French Tank Doctrine

If the French developed a better tank doctrine, concentrating them, it would have been ugly for the Germans.
 
Widespread use of the M26 Pershing tank starting on D-Day.

An earlier closing of the Falaise gap.

Extend the war in Europe to late summer in 1945 and watch a single B-29 turn Berlin into a self lit parking lot.

All could have happened after 1942.
 
WI the Allies land at Anzio instead of Salerno, and are not driven into the sea? I can't see it happening. It isn't an insane idea, but a very reckless one.


Landing at Gulf of Salerno gives you the port of Naples, Salero is nowhere near the size of Naples harbour, plus, it is beyond the range of tactical air support aircraft operating from Sicily.

However, if after Sicily was taken the Allies had promptly taken Sardinia and Corsica, and had used them as bases for air support they would have been able to hit targets all the way to the Po valley and opened the way for an amphibious landing north of Rome, just as Kesselring feared.

What I was looking at with Anzio was why it was a reckless bet.

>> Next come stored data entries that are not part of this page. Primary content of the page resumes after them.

PR #2242, opened 2020-01-10
Add rule to warn on ignored return value

bbaldino:
Addresses #2239.

I'd consider this as draft at this point.  It works for the test cases I've provided, but I'm not familiar with all of the psi element types and I worry a bit that there may be some I missed (or perhaps a better way to detect what I am detecting).

PR #2698, opened 2020-05-15
New Rule: IgnoredReturnValue

### LINKED ISSUE #209: CheckReturnValue Rule
Given a method that is annotated with `CheckReturnValue` or `CheckResult` and you call it without storing the value it should be flagged. We don't even need to resolve the imports, simply checking for the annotation name is sufficient.

Positive case:

```kotlin
interface Something {
  @CheckReturnValue fun foo(): Int
}

fun something(something: Something) {
  something.foo()
}
```

Negative case:

```kotlin
interface Something {
  @CheckReturnValue fun foo(): Int
}

fun something(something: Something): Int {
  val foo = something.foo()
  return foo + foo
}
```

### LINKED ISSUE #2239: New rule: Warn on ignored return value
The rule or changes you're looking for might have already been suggested!
Please search in the [issues](https://github.com/arturbosch/detekt/issues) before creating a new one.

If a method which returns a value is called and the return value is ignored, detekt should issue a warning.

Example:
```
fun Byte.putBit(bitPos: Int, isSet: Boolean): Byte {
    return if (isSet) {
        (this.toInt() or (0b10000000 ushr bitPos)).toByte()
    } else {
        (this.toInt() and (0b10000000 ushr bitPos).inv()).toByte()
    }
}
```
It would be easy for someone to call `myByte.putBit(1, true)` and think it would be modified in place, but actually it returns the new value.  A failure to handle this return value will almost certainly result in a bug.

## Context
In many (most?) cases, the failure to observe a value returned by a function will result in a bug, but it can be an easy thing for a developer to forget.  A warning will help catch instances where the return value should be handled.  Cases which don't fall under this condition can suppress the warning (which also serves to explicitly document that it was intended).

I plan on taking a look at implementing this rule myself when I get a chance.

cortinico:
I've cherry-picked @bbaldino commits and fixed the tests for the new rule `IgnoredReturnValue`.

I've tried this approach that checks if a `PsiElement` is "isolated" and the return value is not `Unit`. I'm not sure it's the correct one but from the tests it seems promising.

I'd be happy to receive further ideas for test cases or improvements.

Closes #209 
Closes #2239
Closes #2242

### DIFF
--- a/detekt-rules/src/main/kotlin/io/gitlab/arturbosch/detekt/rules/bugs/IgnoredReturnValue.kt
+++ b/detekt-rules/src/main/kotlin/io/gitlab/arturbosch/detekt/rules/bugs/IgnoredReturnValue.kt
@@ -7,15 +7,20 @@ import io.gitlab.arturbosch.detekt.api.Entity
 import io.gitlab.arturbosch.detekt.api.Issue
 import io.gitlab.arturbosch.detekt.api.Rule
 import io.gitlab.arturbosch.detekt.api.Severity
-import org.jetbrains.kotlin.psi.KtBinaryExpression
+import org.jetbrains.kotlin.com.intellij.psi.PsiComment
+import org.jetbrains.kotlin.com.intellij.psi.PsiElement
+import org.jetbrains.kotlin.com.intellij.psi.PsiWhiteSpace
+import org.jetbrains.kotlin.com.intellij.psi.impl.source.tree.LeafPsiElement
+import org.jetbrains.kotlin.lexer.KtSingleValueToken
 import org.jetbrains.kotlin.psi.KtCallExpression
+import org.jetbrains.kotlin.psi.KtDotQualifiedExpression
 import org.jetbrains.kotlin.resolve.BindingContext
 import org.jetbrains.kotlin.resolve.calls.callUtil.getResolvedCall
 import org.jetbrains.kotlin.types.typeUtil.isUnit
 
 /**
  * The Kotlin compiler gives no warning for when a function which returns a value is called but its returned
- * value is ignored.  This rule warns on instances where a function returns a value but that value is not
+ * value is ignored. This rule warns on instances where a function returns a value but that value is not
  * used in any way.
  *
  * fun returnsValue() = 42
@@ -34,7 +39,7 @@ class IgnoredReturnValue(config: Config = Config.empty) : Rule(config) {
     override val issue: Issue = Issue(
         "IgnoredReturnValue",
         Severity.Defect,
-        "This call returns a value which has been ignored",
+        "This call returns a value which is ignored",
         Debt.TWENTY_MINS
     )
 
@@ -45,12 +50,45 @@ class IgnoredReturnValue(config: Config = Config.empty) : Rule(config) {
         if (bindingContext == BindingContext.EMPTY) return
         val resolvedCall = expression.getResolvedCall(bindingContext) ?: return
         val returnType = resolvedCall.resultingDescriptor.returnType ?: return
+
         if (returnType.isUnit()) {
             return
         }
-        // If this is part of a binary expression, then its return value is being checked
-        if (expression.parent is KtBinaryExpression) return
 
-        report(CodeSmell(issue, Entity.from(expression), ""))
+        val elementsToInspect = mutableListOf<PsiElement>(expression)
+        if (expression.parent is KtDotQualifiedExpression) {
+            elementsToInspect += expression.parent
+        }
+
+        if (elementsToInspect.any(PsiElement::isIsolated)) {
+            report(
+                CodeSmell(
+                    issue,
+                    Entity.from(expression),
+                    message = "The call ${expression.text} is returning a value that is ignored."
+                )
+            )
+        }
     }
 }
+
+private val PsiElement.isIsolated: Boolean
+    get() =
+        true == this.prevSibling?.isAnIsolationElement && true == this.nextSibling?.isAnIsolationElement
+
+private val PsiElement?.isAnIsolationElement: Boolean
+    get() {
+        if (this is PsiWhiteSpace) {
+            return true
+        }
+        if (this is PsiComment) {
+            return true
+        }
+        if (this is LeafPsiElement && this.elementType is KtSingleValueToken) {
+            val token = (this.elementType as KtSingleValueToken)
+            if (token.value == ";") {
+                return true
+            }
+        }
+        return false
+    }
--- a/detekt-rules/src/main/kotlin/io/gitlab/arturbosch/detekt/rules/bugs/IgnoredReturnValue.kt
+++ b/detekt-rules/src/main/kotlin/io/gitlab/arturbosch/detekt/rules/bugs/IgnoredReturnValue.kt
@@ -1,0 +1,56 @@
+package io.gitlab.arturbosch.detekt.rules.bugs
+
+import io.gitlab.arturbosch.detekt.api.CodeSmell
+import io.gitlab.arturbosch.detekt.api.Config
+import io.gitlab.arturbosch.detekt.api.Debt
+import io.gitlab.arturbosch.detekt.api.Entity
+import io.gitlab.arturbosch.detekt.api.Issue
+import io.gitlab.arturbosch.detekt.api.Rule
+import io.gitlab.arturbosch.detekt.api.Severity
+import org.jetbrains.kotlin.psi.KtBinaryExpression
+import org.jetbrains.kotlin.psi.KtCallExpression
+import org.jetbrains.kotlin.resolve.BindingContext
+import org.jetbrains.kotlin.resolve.calls.callUtil.getResolvedCall
+import org.jetbrains.kotlin.types.typeUtil.isUnit
+
+/**
+ * The Kotlin compiler gives no warning for when a function which returns a value is called but its returned
+ * value is ignored.  This rule warns on instances where a function returns a value but that value is not
+ * used in any way.
+ *
+ * fun returnsValue() = 42
+ * fun returnsNoValue() {}
+ *
+ * <noncompliant>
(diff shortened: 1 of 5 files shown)


detekt-rules/src/main/kotlin/io/gitlab/arturbosch/detekt/rules/bugs/IgnoredReturnValue.kt
```diff
@@ -0,0 +1,94 @@
...
+private val PsiElement?.isAnIsolationElement: Boolean
+    get() {
+        if (this is PsiWhiteSpace) {
+            return true
+        }
+        if (this is PsiComment) {
+            return true
+        }
+        if (this is LeafPsiElement && this.elementType is KtSingleValueToken) {
+            val token = (this.elementType as KtSingleValueToken)
```
schalkms, line 88:
```suggestion
            val token = (this.elementType as? KtSingleValueToken)
```

detekt-rules/src/main/kotlin/io/gitlab/arturbosch/detekt/rules/bugs/IgnoredReturnValue.kt
```diff
@@ -0,0 +1,94 @@
...
+        true == this.prevSibling?.isAnIsolationElement && true == this.nextSibling?.isAnIsolationElement
+
+private val PsiElement?.isAnIsolationElement: Boolean
+    get() {
+        if (this is PsiWhiteSpace) {
+            return true
+        }
+        if (this is PsiComment) {
+            return true
+        }
```
schalkms, line 86: nit
```suggestion
        if (this is PsiWhiteSpace || this is PsiComment) {
            return true
        }
```

detekt-rules/src/main/kotlin/io/gitlab/arturbosch/detekt/rules/bugs/IgnoredReturnValue.kt
```diff
@@ -0,0 +1,94 @@
...
+    override fun visitCallExpression(expression: KtCallExpression) {
+        super.visitCallExpression(expression)
+
+        if (bindingContext == BindingContext.EMPTY) return
+        val resolvedCall = expression.getResolvedCall(bindingContext) ?: return
+        val returnType = resolvedCall.resultingDescriptor.returnType ?: return
+
+        if (returnType.isUnit()) {
+            return
+        }
```
schalkms, line 56: nit: then the `@Suppress` isn't necessary anymore.

```suggestion
        if (resolvedCall.resultingDescriptor.returnType.isUnit() == true) return
```

BraisGabin:
[Quoting myself](https://github.com/detekt/detekt/issues/2239):

> The annotation `@CheckReturnValue` does that more less. There was a thread about this here: #209 and there is an implementation for [android lint and error-prone](https://github.com/ZacSweers/configurable-checkreturnvalue)

You can read #2239 for more context.

But in short: I think that this rule should use the `@CheckReturnValue` annotation. Then we can add a flag to check for all of them.

cortinico:
> But in short: I think that this rule should use the `@CheckReturnValue` annotation. Then we can add a flag to check for all of them.

Agree on this. I'll extend the rule to account only calls to functions annotated with `@CheckReturnValue`

schalkms:
> But in short: I think that this rule should use the @CheckReturnValue annotation. Then we can add a flag to check for all of them.

I would do this in a next step and merge this PR first. It makes it also easier to review.

BraisGabin:
> I would do this in a next step and merge this PR first. It makes it also easier to review.

I understand your point, but, wouldn't that delay our release? I mean, we would have no-production ready code in `master`.

schalkms:
The rule is disabled anyway.

detekt-rules/src/main/kotlin/io/gitlab/arturbosch/detekt/rules/bugs/IgnoredReturnValue.kt
cortinico: Why this? This cast is already guarded

detekt-rules/src/main/kotlin/io/gitlab/arturbosch/detekt/rules/bugs/IgnoredReturnValue.kt
cortinico: Included

detekt-rules/src/main/kotlin/io/gitlab/arturbosch/detekt/rules/bugs/IgnoredReturnValue.kt
cortinico: I'd rather keep it separated to improve readability. Feel free to reopen if you think it's still needed in the following diff.

schalkms: True. Maybe the code should read `if (returnType?.isUnit() == true)`.
I just don't want to spam the codebase with `Suppress` annotations.

detekt-rules/src/main/kotlin/io/gitlab/arturbosch/detekt/rules/bugs/IgnoredReturnValue.kt
schalkms: True.

cortinico:
I've posted another diff for this rule. There are still some open points that I would love to get an input from @BraisGabin @schalkms:

- Currently the annotation are checked by simple name only (`== CheckReturnValue`) against `CheckReturnValue` and `CheckResult`. Should this be configurable? (imho, yes)

- Should annotations be checked against their fully qualified name (`com.google.errorprone.annotations.CheckReturnValue` and `androidx.annotation.CheckResult`)? (imho, not necessary given how specific are those annotations).

- Should the whole annotations requirement be configurable? Like having a `restrictToAnnotatedMethods: true` parameter? (imho, yes)

- I found a false negative scenario: when the call site is the last statement of a block. Currently the rule is just ignoring this scenario. I've added a test case for that. I wasn't able to find a simple solution to this false negative, and this is probably worth

schalkms:
- Currently the annotation are checked by simple name only (`== CheckReturnValue`) against `CheckReturnValue` and `CheckResult`. Should this be configurable? (imho, yes)
=> yes, this could be done in a separate PR. This would be a nice improvement!

- Should annotations be checked against their fully qualified name (`com.google.errorprone.annotations.CheckReturnValue` and `androidx.annotation.CheckResult`)? (imho, not necessary given how specific are those annotations).
=> not necessary IMHO

- Should the whole annotations requirement be configurable? Like having a `restrictToAnnotatedMethods: true` parameter? (imho, yes)
=> yes, this could be done in a separate PR. This would be a nice improvement!

- I found a false negative scenario: when the call site is the last statement of a block. Currently the rule is just ignoring this scenario. I've added a test case for that. I wasn't able to find a simple solution to this false negative, and this is probably worth a follow-up PR
=> Agreed.

HTH 🙂

BraisGabin:
>     * Currently the annotation are checked by simple name only (`== CheckReturnValue`) against `CheckReturnValue` and `CheckResult`. Should this be configurable? (imho, yes)
>
>     * Should annotations be checked against their fully qualified name (`com.google.errorprone.annotations.CheckReturnValue` and `androidx.annotation.CheckResult`)? (imho, not necessary given how specific are those annotations).

Yes, I think that this should be configurable, and in this configuration we can support both options. The default value should be something like`['*.CheckReturnValue', '*.CheckResult']`. Then it's up to the user to use fully qualified name or not. The only thing to discuess here is which type of regex do we want here. Options that I see:

1. Full regex: Maximum flexibility, difficult to read and maintain: `['.*\.CheckReturnValue', '.*\.CheckResult']`
2. [glob](https://en.wikipedia.org/wiki/Glob_(programming)): No that flexible but gives a lot of flexibility: `['*.CheckReturnValue', '*.CheckResult']`
3. plain string: We just chech that the of the Annotation: `['CheckReturnValue', 'CheckResult']`

The problem here is that in detekt we doesn't have a defined way to do this. I'll open an issue to talk about this. In my opinion the second option is the best. It provides a lot of flexibility and it's easy to read.

>     * Should the whole annotations requirement be configurable? Like having a `restrictToAnnotatedMethods: true` parameter? (imho, yes)
Yes
>     * I found a false negative scenario: when the call site is the last statement of a block. Currently the rule is just ignoring this scenario. I've added a test case for that. I wasn't able to find a simple solution to this false negative, and this is probably worth a follow-up PR
Agree.

cortinico:
> The problem here is that in detekt we doesn't have a defined way to do this. I'll open an issue to talk about this. In my opinion the second option is the best. It provides a lot of flexibility and it's easy to read.

I'd either go for option 2 or 3. Option 2 could be achieved using this:

https://github.com/detekt/detekt/blob/57e0b91b3c57df3988d4d24ba0be411337067adb/detekt-api/src/main/kotlin/io/gitlab/arturbosch/detekt/api/SplitPattern.kt#L90-L96

This will make the rule behavior consistent with the `ForbiddenImport` rule, that seems reasonable. Option 3 is definitely the easiest. Still don't know if we're maybe offering a "too flexible" solution for a scenario that users probably will never customize.

I'd be in for option 2, I just don't want to block this PR with the issue you mentioned @BraisGabin about the glob pattern in detekt.

BraisGabin:
For me the option 2 is the best. And for sure, this doesn't need to wait for #2711. That issue is a more generic one and probably something to face for `2.0`.

For me this PR can be merged right now if you agree. The missing parts are just to add more configuration but the rule right now work as intended with the default configurations. So any other feature can be added in other PR.

cortinico:
Sure, go for that, I'll follow up with a couple of small PRs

IF the allied invasion force survives, they get an actively allied Italy, and don't have to fight all the way up the boot (ie, they get Naples for free, etc). If the are driven off the beach however, the allies suffer a huge troop and morale loss, and the war effort takes years to recover. Not worth the bet.

Since the thread seems to be more for technical stuff than political, how about this one?

The US develops a torpedo that doesn't imobilize the IJN, with laughter. :eek:
 
I can't claim to be any great expert on these things, so maybe someone could tell me if any RAF bombers early in the war had enough payload capability to air launch a Spitfire? I know Spits were used for strafing targets of opportunity in Occupied France, air launching would give them a bit more range.